_WHAT NEEDS TO BE DONE_
The line with "Have at it!", the line with "### LINKED ISSUE", and all lines between them in the material below: return these exactly, and no others.

_AVAILABLE DATA_
PR #73, opened 2024-11-13
Add server provisioner

nsricardor:
This PR adds the server provisioner and corresponding logic on the openstack provider.

### DIFF
--- a/charts/region/crds/region.unikorn-cloud.org_servers.yaml
+++ b/charts/region/crds/region.unikorn-cloud.org_servers.yaml
@@ -23,6 +23,9 @@ spec:
     - jsonPath: .metadata.creationTimestamp
       name: age
       type: date
+    - jsonPath: .status.privateIP
+      name: privateIP
+      type: string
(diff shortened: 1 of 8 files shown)


spjmurray (commented):
Surprisingly small!

spjmurray:
Okay, so first issue was this doesn't actually work on all clouds as (my fault) I allowed myself to get pressurized into supporting physical VLANs as a priority and not thinking about the bigger picture... but with that in place.

Test 1 (non-VLAN environment):

* Create identity
* Create security group and ingress rule for 22 (https://github.com/unikorn-cloud/region/issues/74 opened as a follow up)
* Create network
* Create server

```
$ ssh -i id.rsa -l ubuntu 193.16.42.107 hostname
foo
```

* Delete identity and everything cascades (https://github.com/unikorn-cloud/region/issues/75 opened as a follow up)

Good start!

spjmurray (approved):
Good enough for me!

PR #79, opened 2024-11-27
Return server status

nsricardor:
This PR addresses a small fix to the server API endpoints by populating and returning the `status` field in the server response. Specifically, it ensures that the status field includes both the `public and private IP` addresses of the provisioned server.

The status field, which is already specified in the `server.spec.yaml` file, will now contain these IPs, allowing client services like Compute and Slonk to be aware of the server's provisioned network interfaces.


spjmurray (approved):
May be useful for an external observer 😸

PR #85, opened 2024-12-03
Add server userdata to support server configuration and init scripts

nsricardor:
Add support for the `userdata` property to provide custom initialization data when a server is first launched. This allows for automation of tasks such as configuring the server, installing software, or setting environment-specific settings, all without requiring manual input.


spjmurray (approved):
Seems agreeable!  I'll merge it as we're working on testing/UI integration in parallel!

spjmurray:
Actually, do be a pal and bump the `charts/unikorn-region/Chart.yaml` version to rc2.  Won't be much good if you cannot import the types!

PR #90, opened 2024-12-10
Drop image selector

nsricardor:
This PR removes the image selector feature from the region service to keep the region more generic and independent of any image selection logic.


spjmurray (approved):
Looks good!

PR #105, opened 2025-02-28
Add support for configuring Port Allowed Address Pairs

nsricardor:
This PR allows users to define additional IP ranges that can be routed through an OpenStack Port. It enables servers to function as NAT/VPN gateways by configuring the necessary Allowed Address Pairs, ensuring that traffic is not blocked. This change is essential when the network topology includes a server functioning as a VPN gateway (e.g., WireGuard), as OpenStack would otherwise block routed traffic without this configuration.


spjmurray:
Remind me to block all phone notifications until 9am 😸

spjmurray:
I'm guessing if it was unidirectional traffic from outside to inside, this would all be handled by a SNAT, however the problem is stuff from inside going outside needs to send to an external IP via a server acting as a router, which it's blocking.  I seem to remember doing this stuff like a decade ago, brain rot etc.

nsricardor:
> I'm guessing if it was unidirectional traffic from outside to inside, this would all be handled by a SNAT, however the problem is stuff from inside going outside needs to send to an external IP via a server acting as a router, which it's blocking. I seem to remember doing this stuff like a decade ago, brain rot etc.

Yep, that's the case. One server in the cluster is running WireGuard and acts as a router, directing traffic from the other nodes to an external network.

spjmurray (commented):
Have at it!

spjmurray (approved):

PR #108, opened 2025-03-12
Allow Unlimited Snapshots

spjmurray:
We really really need to go back and revisit the quota stuff or we're leaving the entire system at risk of a denial of service attack by some errant workload...


spjmurray:
Note: tested the upgrade does actually retroactively apply the new defaults.

PR #113, opened 2025-03-27
Automate Image Selection

### LINKED ISSUE #112: Filter Images Based on Schema
We have a specification, so reject any images that don't meet the criteria.

https://github.com/unikorn-cloud/specifications/blob/main/specifications/providers/openstack/flavors_and_images.md#image-properties

There is also a PoC sanitizer in https://github.com/spjmurray/unikorn-images/ so you can essentially just lift and shift the code!

spjmurray:
Prior to this change, we let the user select what images were presented to the user.  Since the time when this was written, we have released a versioned specification that controls what consitutes a usable image, taking into account UX requirements, and those of various higher level services e.g. Kubernetes.  Remove the capability for a user to manaually select images and instead use the schema defined by the specification. The signing key is still available to verify the provenance of an image on platforms where users can, legitmately, create a valid image compatible with the schema.

Fixes #112


charts/region/values.schema.json
```diff
@@ -313,12 +313,6 @@
                   "selector": {
                     "type": "object",
                     "properties": {
-                      "properties": {
```
spjmurray, line 316: Note: this is a breaking change, and will need a release note.

pkg/providers/openstack/image.go
```diff
@@ -32,10 +32,10 @@ import (
 	"github.com/gophercloud/gophercloud/v2"
 	"github.com/gophercloud/gophercloud/v2/openstack"
 	"github.com/gophercloud/gophercloud/v2/openstack/image/v2/images"
+	"github.com/kaptinlin/jsonschema"
```
spjmurray, line 35: Technically there is a kube-openapi package, to keep things in the "more trustworthy" ecosystem, but this library is way simpler and not over-engineered like everything Kubernetes!

pkg/providers/openstack/image.go
```diff
@@ -154,20 +215,22 @@ func (c *ImageClient) verifyImage(image *images.Image) bool {
 	return ecdsa.VerifyASN1(signingKey, hash[:], signature)
 }
 
-func (c *ImageClient) filterImage(image *images.Image) bool {
+// imageValid returns true when the image is active, matches the schema and optionally
+// is signed by a trusted image building pipeline.
+func (c *ImageClient) imageValid(image *images.Image, schema *jsonschema.Schema) bool {
```
spjmurray, line 220: Changing the name and logic to make it easier to understand.

spjmurray:
Go on Michael, let's see how evil you are 😸

spjmurray:
Oh yeah, testing notes.  Applied locally with no drama, can still see images in the UI for both compute and k8s services.

pkg/providers/openstack/image.go
```diff
@@ -52,6 +52,81 @@ var (
 	ErrKeyType = errors.New("key type unsupported")
 )
 
+// imagePropertySchemaV2 defines what consitutes a valid image e.g. contains all the
+// required information to work correctly.  This is defined in:
+// https://github.com/unikorn-cloud/specifications/blob/main/specifications/providers/openstack/flavors_and_images.md.
+const imagePropertySchemaV2 = `{
```
squaremo, line 58: Might be slightly neater to put this in a file and use https://pkg.go.dev/embed. (You wouldn't have to cast to []byte later, too)

charts/region/values.schema.json
squaremo: What intervention would be needed to upgrade a running system past the change?
Could this be made backward-compatible by keeping it in, but deprecating its use?

squaremo (changes requested):
OK, I think I understand this change. In my own words: instead of supplying tags ("properties") when specifying images that can be used in an OpenStack region spec, filter to any image that has the required labels according to the schema (and if key is supplied, then signed by that key).

Suggested changes:

 - I think it's worth having some unit tests that demonstrate `imageValid()` works (and continues to work) the way expected. This will cover off testing that the schema is correct, as well.
 - Is it possible to just deprecate `ImageSelector.Properties`, so it doesn't need any intervention to upgrade?

spjmurray:
Oh you are one of them eh?  😉  Guess I have some cycles to add in the units and battle with crypto, brb...

spjmurray:
Put that in your pipe and smoke it!

charts/region/values.schema.json
spjmurray: Well, we're going to have to remove it eventually, I see no difference doing it now compared until later 🤷🏻  If you are insistent I may be persuaded with a tequila.

pkg/providers/openstack/image_test.go
```diff
@@ -0,0 +1,289 @@
...
+
+		return image
+	}
+}
+
+func gpuImageFixture() *images.Image {
+	image := basicImageFixture()
+	image.Properties[gpuVendorProperty] = gpuVendorNVIDIA
+	image.Properties[gpuModelsProperty] = "H200"
+	image.Properties[gpuDriverVersionProperty] = "Lewis Hamilton (Ferrari Edition)"
```
spjmurray, line 97: 💯  for this Easter egg alone?

squaremo: 💯 :-D

pkg/providers/openstack/image_test.go
squaremo, line 1: Good tests, nice one 💯 
In particular, easy to read and lots of bases covered, efficiently.

squaremo (approved):

Issue #103, opened 2025-02-20
Create a Kubernetes Region Provider


spjmurray:
For once something simple!  The goal here is to allow users to provision Kubernetes clusters in their providers of choice and allow abstraction and aggregation in the region service.

* API simply reports:
  * I'm Kubernetes
  * Here's my `kubeconfig`
  * Probably want to describe the underlying cluster to a certain degree:
    * How big is it for scheduling decisions
    * What GPUs are in it?
* Refuses to create identities, servers or any of that jazz

PR #115, opened 2025-04-10
K8S Lite

spjmurray:
Adds a kubernetes region type, provides a way to get access to the kubeconfig from the Kubernetes controller, creates a method to allow "flavors" to be derived from the cluster that's handed to us.

Implements #103


spjmurray:
Note: I'm breaking the rules here due to time constraints and I need the new openapi client and types to link against to make progress elsewhere...

PR #155, opened 2025-07-01
Principal Propagation

spjmurray:
As a leaf service, this simply updates to the new principal aware identity interfaces so it's propagated down to the Kubernetes resources. This can be used to add properties to VMs and bare metal instances which can then be polled for billing purposes, for those who like to do it from the bottom, rather than just look at the cluster.  This hasn't been done yet to limit initial scope.

The client however, that will be consumed by the compute service has been extended to allow additional mutation functions, specifically principal header injection.


spjmurray:
This is literally easy now, you've already reviewed all the changes in Identity 🎉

_OUTPUT OF THE EXERCISE_
Have at it!

spjmurray (approved):

PR #108, opened 2025-03-12
Allow Unlimited Snapshots

spjmurray:
We really really need to go back and revisit the quota stuff or we're leaving the entire system at risk of a denial of service attack by some errant workload...


spjmurray:
Note: tested the upgrade does actually retroactively apply the new defaults.

PR #113, opened 2025-03-27
Automate Image Selection

### LINKED ISSUE #112: Filter Images Based on Schema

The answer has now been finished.